A Summary of G&S TRADEMARKS:
Cases are all the name implies. We use a very heavy grade of strawboard covered with a fine quality canvas, heavy fleeced lined, edges are bound with Keratol, leather handle and trimmings.
G&S Co. Com-Po
trademark (introduced Nov. 24, 1928)
Constructed by our patented process to compete with imported cases. Made of special composition material. Covered with waterproof material, nickel clasps and leather handle, pebbled grain covering.
G&S Co. CHALLENGE
trademark (introduced Nov. 24, 1928)
An inexpensive side-opening case, defying all competition. Made of laminated Chipboard, covered with waterproof material, nicely grained, Keratol bound edges, chain stitched, leather handle, nickel clasps.
G&S Co. UTILITY
Constructed for rough wear, made of heady Chipboard, reinforced sides, covered with waterproof Keratol top and bottom, edges reinforced with leather, double sewed, locked stitch. Impossible to unravel, making a rigid case.
G&S Co. DuraBilt
trade mark (introduced October 1928)
Constructed over our KantKrack process, molded into perfect designs, is seamless and very durable, but less expensive than our regular KantKrack. DuraBilt Cases are always uniform. (In spite of this marketing description, many cases stamped DuraBilt seem to be wood veneer construction rather than the KantKrack process.)

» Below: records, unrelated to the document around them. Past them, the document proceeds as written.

PR #55, opened 2017-07-07
[10.0][add] mcfix_base

JordiBForgeFlow:
Mcfix Base
==========

This module is part of a set of modules that are intended to make sure that
the multi-company functionality is consistent.

It adds a computed field `current_company_id` to the `res.partner`, so that
property fields associated to this model, defined in other modules, will only
allow users to select values that are consistent with the company that the
user is currently working on.

### DIFF
--- a/mcfix_base/README.rst
+++ b/mcfix_base/README.rst
@@ -1,0 +1,79 @@
+.. image:: https://img.shields.io/badge/licence-lgpl--3-blue.svg
+   :target: http://www.gnu.org/licenses/LGPL-3.0-standalone.html
+   :alt: License: LGPL-3
+
+==========
+Mcfix Base
+==========
+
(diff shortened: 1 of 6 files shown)


gurneyalex:
@jbeficent why is this on res.partner rather than res.users?

[edit] sorry I got it.

gurneyalex (approved):

JordiBForgeFlow:
Because it is used in other modules that extend the res.partner, so that fields that are company dependent can be restricted on the user's company.
https://github.com/Eficent/multicompany-fixes/blob/10.0/mcfix_account/views/res_partner_view.xml#L9

JordiBForgeFlow:
We're no longer maintaining for 10.0. Superseded by https://github.com/OCA/multi-company/pull/92

PR #56, opened 2017-07-07
[10.0] [add] mcfix_product

JordiBForgeFlow:
Mcfix Product
=============

This module is part of a set of modules that are intended to make sure that
the multi-company functionality is consistent.

It adds a computed field `current_company_id` to the `product.product` and
`product.template`, so that property fields associated to these models, defined
in other modules, will only allow users to select values that are consistent
with the company that the user is currently working on.

It also adds constraints to ensure consistency company-wise:

* Supplier Info must belong to the same company as the product's and the
supplier's.


gurneyalex (approved):

JordiBForgeFlow:
We're no longer maintaining for 10.0. Will send a separate PR.

PR #57, opened 2017-07-19
[10.0] porting stock_production_lot_multi_company

eLBati:


tafaRU (approved):

hurrinico:
:+1:  IMHO

hurrinico (approved):

stock_production_lot_multi_company/__manifest__.py
```diff
@@ -1,13 +1,12 @@
...
-#############################################################################
+# Copyright 2015 Ainara Galdona - AvanzOSC
+# Copyright 2017 Lorenzo Battistini - Agile Business Group
+# License AGPL-3.0 or later (http://www.gnu.org/licenses/agpl).
 
 {
     "name": "Stock Production Lot Multi Company",
     "summary": "Make serial numbers multi-company aware",
-    "version": "8.0.1.0.0",
+    "version": "10.0.0.1.0",
```
pedrobaeza: 10.0.1.0.0

pedrobaeza (changes requested):
Please change first commit text, which is not correct (I don't remember why I mixed that)

stock_production_lot_multi_company/__manifest__.py
eLBati: @pedrobaeza brief explanation: we are using setuptools-odoo to build "unstable" modules from open PRs. So we use versions < 1.0.0 for modules to be released. Now, assuming the module to be ready for merging, I change version to 1.0.0

Otherwise, we could directly use 1.0.0 for new PRs, then increase the version (1.0.1 ...) for fixes done during the review process.

What do you suggest?

eLBati:
> Please change first commit text, which is not correct (I don't remember why I mixed that)

@pedrobaeza done
Also see https://github.com/OCA/multi-company/pull/57#discussion_r136263566

pedrobaeza:
I don't know too much setuptools-odoo, but isn't there any way to force to reinstall modules? 

I recommend you to check our Docker project: https://github.com/Tecnativa/docker-odoo-base, and its way to indicate source modules: you can point directly to a PR to be included (https://github.com/Tecnativa/docker-odoo-base/blob/8b3582fc2635b69a940b6ff7e934a6cba72ed9af/odoo/custom/src/repos.yaml#L16). It's totally another world and you will forget all the deployment problems...

pedrobaeza (approved):

eLBati:
@pedrobaeza we were using buildout before setuptools-odoo and  looking at ```repos.yaml``` reminds me ```buildout.cfg```.
One of the main differences between systems like buildout and setuptools-odoo is that, with buildout you are versioning the repository, while with setuptools you are versioning the module.
Indeed, you could install this single module in this specific version with
```
pip install odoo10-addon-stock-production-lot-multi-company==10.0.0.1.0
```

I must say, moving to setuptools-odoo I forgot several deployment problems   :smiley:

pedrobaeza:
But you still have to deal with the rest of the deployment details and its cumbersome edges (wkhmtltopdf, ruby, less, sass...). With this, you have all packaged.

Another question that you can't deal easily with setuptools is if you have several PRs with patches for the same module (which is not the rule, but sometimes happen). With our system you just need:

```yaml
./repository:
    ...
    merges:
        - oca $ODOO_VERSION
        - oca refs/pull/pr_1_number/head
        - oca refs/pull/pr_2_number/head
```
and this without the need of doing anything for having available that intermediate version (I suppose you need to publish it in any way).

We have been working with both systems (buildout and our new Docker system) and assure you ours it's more straightforward and powerful.

PR #60, opened 2017-08-26
[FIX] button 'Propagate taxes' does not work when called from company…

sergiocorato:
… which have not created the product - clean and simpler code for better readability


pedrobaeza:
Travis is not happy with the change. Please check.

sergiocorato:
I close it, I missed some logic

PR #62, opened 2017-09-01
[ADD] website_multi_company: Isolate websites by company

lasley:
This module allows for websites to be isolated by company.

 It does this by automatically maintaining a unique public user for each website & synchronizing the company between the two.


lasley:
Note this is totally a WIP. The reason I'm submitting so early is to gather ideas of areas other than the products where companies are relevant in e-commerce. I added a checklist in the main comment of areas that need to be covered.

pedrobaeza:
But are you sure this is needed? What I do is to configure one public user with the company I want to use and link the website to that user. With that and some patches to Odoo core is enough (you will need that patches anyway with this I think).

lasley:
@pedrobaeza - honestly I'm not. This is part of the reason I submitted so early.

How are you assigning a public user to the website?

I'd like to implement this without patching Odoo core if possible. Do you by any chance have a reference of what you had to patch when you did this?

pedrobaeza:
There's a field called `user_id` binded to each `website` record. You have to assign it at your convenience. The problem is that the field is not directly shown in website settings... but very simple to solve it.

Then, this patch that hasn't been merged is needed at least for multi-company: https://github.com/odoo/odoo/pull/19153

lasley:
Whoa ok awesome this totally makes things easier. The public user will be assigned to a company, which will implicitly limit the record selection based on those ACLs. 

Luckily in my instance this is healthcare, so I don't even have to worry about any of the taxing (although I approved your incredibly sane PR - hope it gets merged).

Would you be opposed to me just adding the `user_id` into the [config settings provided in the multi-theme module](https://github.com/OCA/website/blob/10.0/website_multi_theme/wizards/website_config_settings_view.xml)? Maybe even a note in the readme about it?

pedrobaeza:
I don't think that's the best place for it. Maybe what you can do is to keep this module which adds this field to the interface, and also on `website` record creation, creates a copy of the default user.

lasley:
Ok sounds like a plan. I'll alter it to `website_multi_company` then I think too.

lasley:
(I particularly like your idea of linking the public user creations with the website)

lasley:
Conceptually this is complete. I ended up not even putting the `user_id` in the view, and instead opted for a completely automated management strategy.

I still need to functionally test this in the e-commerce context, but the users that are being created are in the correct company so I'm thinking we're going to have good results.

lasley:
Reporting back - this still doesn't work in E-Commerce context because the products are not filtered based on the user's company. 

The proper filtering is added in `product_multi_company` though, so I'll submit a glue module shortly.

website_multi_company/hooks.py
```diff
@@ -0,0 +1,32 @@
...
+
+        env = api.Environment(cr, SUPERUSER_ID, {})
+        websites = env['website'].search([])
+        public_user = env.ref('base.public_user')
+        used_existing = False
+
+        for website in websites:
+
+            if all((
+                website.company_id == public_user.company_id,
```
pedrobaeza, line 20: Isn't this line redundant?

website_multi_company/hooks.py
```diff
@@ -0,0 +1,32 @@
...
+                website.user_id == public_user,
+                not used_existing,
+            )):
+                used_existing = True
+                continue
+
+            user = public_user.copy()
+            user.write({
+                'company_id': website.company_id.id,
```
pedrobaeza: You have to write also `company_ids` field.

website_multi_company/models/res_users.py
```diff
@@ -0,0 +1,18 @@
...
+from odoo import api, models
+from odoo.http import request
+
+
+class ResUsers(models.Model):
+    _inherit = 'res.users'
+
+    @api.model
+    def _signup_create_user(self, values):
+        values.update({
```
pedrobaeza: Why is this needed? If this is not working on core, shouldn't this be a patch upstream?

website_multi_company/models/website.py
```diff
@@ -0,0 +1,68 @@
...
+class Website(models.Model):
+    _inherit = 'website'
+
+    @api.multi
+    @api.constrains('user_id')
+    def _check_user_id(self):
+        """Do not allow same public user on two websites.s"""
+        for record in self:
+            existing = self.search([('user_id', '=', record.user_id.id)])
+            if len(existing) > 1:
```
pedrobaeza, line 18: `if existing:` is enough

website_multi_company/models/website.py
```diff
@@ -0,0 +1,68 @@
...
+                ))
+
+    @api.model
+    def create(self, vals):
+        """Assign a unique public user per website and align the company."""
+        if not vals.get('user_id'):
+            user = self._get_new_public_user()
+            company_id = vals.get('company_id') or self.env.user.company_id.id
+            if user.company_id.id != company_id:
+                user.company_id = company_id
```
pedrobaeza: You need to change `company_ids` also.

website_multi_company/models/website.py
```diff
@@ -0,0 +1,68 @@
...
+            vals['user_id'] = user.id
+        user = super(Website, self).create(vals)
+        # This is required to circumvent duplicate keys
+        user.login = 'public-%d' % user.id
```
pedrobaeza: What about user's name?

website_multi_company/models/website.py
```diff
@@ -0,0 +1,68 @@
...
+        """Keep the user company synced with website & don't allow editing."""
+        if vals.get('user_id') and not self.env.context.get('write_user'):
+            raise ValidationError(_(
+                'The website public user is maintained automatically and '
+                'cannot be set.',
+            ))
+        if vals.get('company_id'):
+            for record in self:
+                if record.user_id.company_id.id != vals['company_id']:
+                    record.user_id.company_id = vals['company_id']
```
pedrobaeza: `company_ids` also.

pedrobaeza (changes requested):

website_multi_company/models/website.py
lasley: This is for the public user login itself. The user defined login is used when the actual user is created.

Without this fix, we can only have two websites. The third website (and subsequent third public user) will yield a duplicate key error on the login field for `public (copy)`

website_multi_company/models/website.py
lasley: We're going for a dup check here, so I'm checking for >1

website_multi_company/hooks.py
lasley: If there are already multiple websites existing in the db, this is used to make sure that they all have the managed user. Otherwise, we start in an unknown state.

website_multi_company/models/res_users.py
lasley: If there are already multiple websites existing in the db, this is used to make sure that they all have the managed user. Otherwise, we start in an unknown state.

(oops I put this on the wrong line first time sorry)

website_multi_company/hooks.py
lasley: Redundant with which other line?

website_multi_company/models/res_users.py
lasley: I don't know if this could be considered as not working in core. The design of core is that a [template user](https://github.com/odoo/odoo/blob/6921da00b3a253ea5d0cdd135a8629ef9cb14ca7/addons/auth_signup/models/res_users.py#L81) is used to create the users that are created by `auth_user`. 

The fix in core would be to have one template user per website, but that would require a new module joining `auth_user` and `website`. In the instance of that, I would just submit the module to OCA so that it is guaranteed to stay Open Source.

I don't think the added logic is necessary at this time, although it would be a nice to have allowing for the auto-manage of both the public and template users at the website level. If we're not exposing the template user to the administrator for editing though, it doesn't seem like that much of an advantage over simply injecting the values.

website_multi_company/models/website.py
lasley: I need to drink coffee before things. Ok so yeah `name` doesn't have a unique constraint, but I can see how the canonical would be good here. Updating.

lasley:
Thanks for the review @pedrobaeza - most comments attended to, some responded to. Ignore my early morning lack of ☕️  stupidity in some of them please 🚀

lasley:
Alright CI should go 🍏  now

website_multi_company/README.rst
```diff
@@ -0,0 +1,53 @@
+.. image:: https://img.shields.io/badge/license-LGPL--3-blue.svg
+   :target: http://www.gnu.org/licenses/lgpl-3.0-standalone.html
+   :alt: License: LGPL-3
+
+============================
+Website - Multi-Company
+============================
```
pedrobaeza: Length should be the same as the title

pedrobaeza (changes requested):

website_multi_company/hooks.py
pedrobaeza: If the following one. If you have already sync `company_id` with the company of the user, you don't need this check.

website_multi_company/models/res_users.py
pedrobaeza: OK, please investigate further is this is really needed (this is one of the uncovered methods in tests), and if so, put a docstring explaining its usage.

website_multi_company/models/website.py
pedrobaeza: OK, as the check is done also on write, you can have in the search the current record.

treviser:
@lasley Not only products should be isolated, but website public categories too. But these are not multi-company yet. Would it be possible to make them multi-company aware using the module base_multi_company?

lasley:
Ahhh good call @treviser. I'll add that into #63 and expand the scope a bit, calling it `website_sale_multi_company` instead of `website_product_multi_company`

lasley:
Whoah actually... I could implement multi company on [`website.seo.metadata`](https://github.com/odoo/odoo/blob/10.0/addons/website/models/website.py#L670) instead, which is inherited by all things website (including the [public categories](https://github.com/odoo/odoo/blob/10.0/addons/website_sale/models/product.py#L53)). The standard security rule could then be added, which would restrict everything properly.

I wonder how much this will break things? This is a rather far-reaching change in one fell swoop.

website_multi_company/hooks.py
lasley: This is covering the normal case of a 1:1 `website`:`public_user` relationship. In this case, no user is created and no synchronization occurs. 

The `used_existing` part is just in case there are 2 websites assigned to the 1 public user. This would happen if someone maybe created a website for use in `website_multi_theme`, then decided to install this one to add the company isolation.

In all cases other than the standard 1 website to 1 company to 1 user, a new public user is created and assigned to the website.

There is one edge case in this logic that could cause the default public user to not be assigned to the default website, which would be if the company in either has been desynchronized manually for some reason.

lasley:
Well crap I knew that was too good to be true. This works alone, but not when we start installing the other modules (specific case is `product_multi_company`) due to a violation of [Python's Method Resolution Order (MRO)](https://www.python.org/download/releases/2.3/mro/).

Here's an example case illustrating the problem:

```python
class A(models.AbstractModel):
    _name = 'a'
class B(models.AbstractModel):
    _name = 'b'
    _inherit = 'a'
class C(models.Model):
    _name = 'c'
    _inherit = ['a', 'b']
```

Or, more simply (without Odoo):

```python
>>> class A(object):
...  pass
... 
>>> class B(A):
...  pass
... 
>>> class C(A, B):
...  pass
... 
  File "<stdin>", line 1, in <module>
TypeError: Error when calling the metaclass bases
    Cannot create a consistent method resolution
order (MRO) for bases B, A
```

In the example case, both `B` and `C` extend from `A`. `C` also extends from `B`. The problem in resolution order comes in because Python is not able to determine the ancestry once we have the child class that inherits from the same class as the parent.

In the `product_multi_company` case, we are inheriting the `multi.company.abstract` on `website.seo.metadata`. Both of these models are inherited by `product.template`, however:

```
TypeError: Cannot create a consistent method resolution
order (MRO) for bases ProductTemplate, website.seo.metadata, ProductTemplate, multi.company.abstract, website.published.mixin, ProductTemplate, base, mail.thread, ProductTemplate, ProductTemplate, ProductTemplate, Model, rating.mixin
```

I think I'm stumped on this one, so I'm going to revert the change to `website.seo.metadata` in favor of the originally planned direct support on product categories. That is, unless someone has some ideas on how to manually define the resolution order?

lasley:
Oh additional note, you can technically override the MRO with metaclassing:

```python
>>> class Meta(type):
...  def mro(cls):
...   return (cls, B, A)
... 
>>> class C(A, B):
...  __metaclass__ = Meta
... 
```

That's a bit more difficult when Odoo comes into play though. 

We could easily make a dynamic resolution order that simply ignores the second case of an inheritance; the problem is where to inject that. I've played with overriding the metaclass before, and ended up in a world of pain.

treviser:
I would like to help you, but I'm not a developer and am still struggling defining the hooks for my website_category_multi_company module :-( ...see here: https://github.com/OCA/multi-company/pull/65

treviser:
@lasley Are you aware of this: https://github.com/OCA/website/issues/381 ?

Three-Ply Veneer, thoroughly seasoned basswood shaped in the most artistic designs, a construction of durability, covered with the very best Keratols in beautiful grains of Seal and Walrus. Our MasterKraft Cases are in a class of their own.
G&S Co. KantKrack
trademark (introduced in 1923/24)
A Geib & Schaefer original method - made by our special patented process and may be claimed as a composition material. KantKrack Cases are made of several thicknesses of fabric treated with certain chemicals and baked into shape under high pressure. The result is a seamless, practically unbreakable Case which far surpasses the veneer Case in neatness and general durability. It is impossible to speak too highly of the KantKrack line.

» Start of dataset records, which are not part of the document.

PR #64, opened 2017-09-05
[FIX] user should be able to create in company assignment model

Cedric-Pigeon:
This is needed otherwise you won't be able to create a record on the model inherited.

For example, I have a sale manager which is not able to create a product.

He has the right to create on product.template but not on ResCompanyAssignment.


Cedric-Pigeon:
@lasley

lasley (approved):
Thanks @Cedric-Pigeon - I never considered this case admittedly

Please raise the module version

pedrobaeza:
But that model is for a copy of the companies. It has nothing to do with product.template itself...

lasley:
Hrmmm and as a view, isn't it fully managed by Postgres?

Cedric-Pigeon:
fake, this is not cause of my problem. Sorry.

lasley:
I was misunderstanding the problem though, I thought this was when a user was attempting to create a new company (for some reason at the same time as a product... dunno why). 

So yeah, I tested and the demo user can create a company without the write rule. The company is magically in the assignment view too. Figured it would be good to explicitly test the case I thought this was for 🚀

PR #65, opened 2017-09-09
[IMP] base_multi_company: Improve ReadMe

lasley:
Now that I've forgotten how to use this module, it was the perfect time to update the ReadMe. 

Mainly because I forgot how to use it, so I had to rediscover everything because I suck and didn't write proper instructions the first time around.

* Add implementation instructions to ReadMe

### DIFF
--- a/base_multi_company/README.rst
+++ b/base_multi_company/README.rst
@@ -6,31 +6,84 @@
 Multi Company Base
 ==================
 
-This module provides an abstract model to be inherited by models that need to implement multi-company functionality.
+This module provides an abstract model to be inherited by models that need
+to implement multi-company functionality.
 
-Installation
-============
+No direct functionality is provided by this module.
 
-To install this module, simply follow the standard install process.
+Implementation
+==============
 
-Configuration
-=============
+Multi Company Abstract
+----------------------
 
-No configuration is needed or possible.
+The `multi.company.abstract` model is meant to be inherited by any model that
+wants to implement multi-company functionality. The logic does not require a
+pre-existing company field on the inheriting model, but will not be affected
+if one does exist.
 
-Usage
-=====
+When inheriting the `multi.company.abstract` model, you must take care that
+it is the first model listed in the `_inherit` array
 
-Todo
+.. code-block:: python
+
+   class ProductTemplate(models.Model):
+       _inherit = ["multi.company.abstract", "product.template"]
+       _name = "product.template"
+       _description = "Product Template (Multi-Company)"
+
+The following fields are provided by `multi.company.abstract`:
+
+* `company_ids` - All of the companies that this record belongs to. This is a
+  special `res.company.assignment` view, which allows for the circumvention of
+  standard cross-company security policies. These policies would normally
+  restrict a user from seeing another company unless it is currently operating
+  under that company. Be aware of apples to oranges issues when comparing the
+  records from this field against actual company records.
+* `company_id` - Passes through a singleton company based on the current user,
+  and the allowed companies for the record.
+
+Hooks
+-----
+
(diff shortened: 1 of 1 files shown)


rafaelbn (approved):
Great! :+1

sebalix (approved):

pedrobaeza (approved):

treviser:
@lasley In order to improve the description, because I'm still confused, but I have to confess I'm not a developer, so maybe my remarks are useless:
As I'm trying to create a module website_category_multi_company, I still do not understand properly what is meant by 

> +A module implementing these hooks would need to first identify the proper rule
 +for the record (`product.product_comp_rule` in the above example).

I can not find "product.product_comp_rule".
1. What exactly do I have to do: create a corresponding rule in "Settings/Technical/Security/Record Rules" with the name "product.product_comp_rule", but there is already a rule with the name "Product multi-company"?
2. Does the actual version of [hooks.py](https://github.com/OCA/multi-company/blob/10.0/product_multi_company/hooks.py) in product_multi_company work out of the box (or is only a boilerplate) or why does @pedrobaeza 's version look so different: https://github.com/pedrobaeza/multi-company/blob/3723d3e265873364b8f70db60350606a14174c14/product_multi_company/hooks.py ?
3. How would such hooks look like for example for the model product.public.category?

lasley:
Hey @treviser - So in your case, you actually won't use the hooks provided. These are so that you can manipulate a pre-existing single-company security (such as in the instance of [`product_comp_rule`](https://github.com/odoo/odoo/blob/fc2e80cb4bcc450762c7ac5cb82a3e2d88062b38/addons/product/security/product_security.xml#L43)

You just want a simple security rule in this case, because the categories are completely naive of the company. You can see an example [here](https://github.com/OCA/multi-company/pull/62/commits/8d39b578b3b0d6fe6f38fba13185f7fc336f56e0#diff-0262fb648a0ec2bac543bf7fe8a79dde).

That said, I'm wondering if multi-company is the incorrect approach with this. I think maybe we should instead define a `website_id` on the categories so that they can be assigned that way. Otherwise, I think we're limiting use case quite a bit - vs. this way we could complement `website_multi_theme` as well

treviser:
You are right with assigning them to the website_id, that's much better.
...and thanks for the explanation with the security rule, now I understand it.

treviser:
@lasley Should we make the public product company simply website aware or should we also do something like the base_multi_company module as an abstract module for multiple website aware models? If I think about blogs, forum, slides and so on...?

lasley:
@treviser - I tried to make a fell-swoop website aware in the [example I linked earlier](https://github.com/OCA/multi-company/pull/62/commits/8d39b578b3b0d6fe6f38fba13185f7fc336f56e0#diff-0262fb648a0ec2bac543bf7fe8a79dde). The problem is described [here](https://github.com/OCA/multi-company/pull/62#issuecomment-328601752) and the commit reverted [here](https://github.com/OCA/multi-company/pull/62/commits/1b20b8d5ba4f33da147651e063fae35c0f3062ec). _Edit: oops this was company aware_

Regarding an abstract model - what logic would we need to centralize? I'm thinking all that's needed for implementation of website-aware is a `website_id` key that defaults to the main website, and a `domain_force` security rule right? I think abstraction of that would be more trouble than worth in this instance.

lasley:
@treviser - Actually looking further, it may make sense to just add the `website_id` handling to `website.published.mixin` or `website.seo.metadata` to cover all of website. No additional modules would be required

treviser:
@lasley If I understand it correctly, we would nevertheless need a backend view in order to manage the manytomany relationship between a multi-website object and the website_id, similar to multi-company, at least for usability purposes.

G&S Co. Puritan (introduced 1929)
Geib Economo trademark (introduced 1948)
Geib Vac-A-Bond trademark, (introduced late 1950's?) seen in cases for violins, trumpet, trombone, clarinet, French horn, etc. Examples have Geib medallion, aluminum valance, and either medium brown exterior with rust velvet interior, or black exterior with red velvet interior.
D = DUVETINE LINED (a soft napped flannel fabric)
V = VELVET LINED (short dense pile)
P = PLUSH LINED (longer pile, Rayon)
P = SILK PLUSH (probably an even longer Rayon pile with "silky" qualities)
Possible example of "Plush" vs. "Silk Plush"
The Current Status of the Geib Brand
There is a "Geib Case Co., Inc." which is incorporated in the State of New York as a foreign business corporation. It does not produce products under that name. This means the Geib name is not currently available for use. The Martin Guitar company has cases built by TLK which are Martin branded and are unofficially referred to as "Geib Style" cases. They are somewhat reminiscent of prewar Geib cases, but are not intended to be faithful reproductions.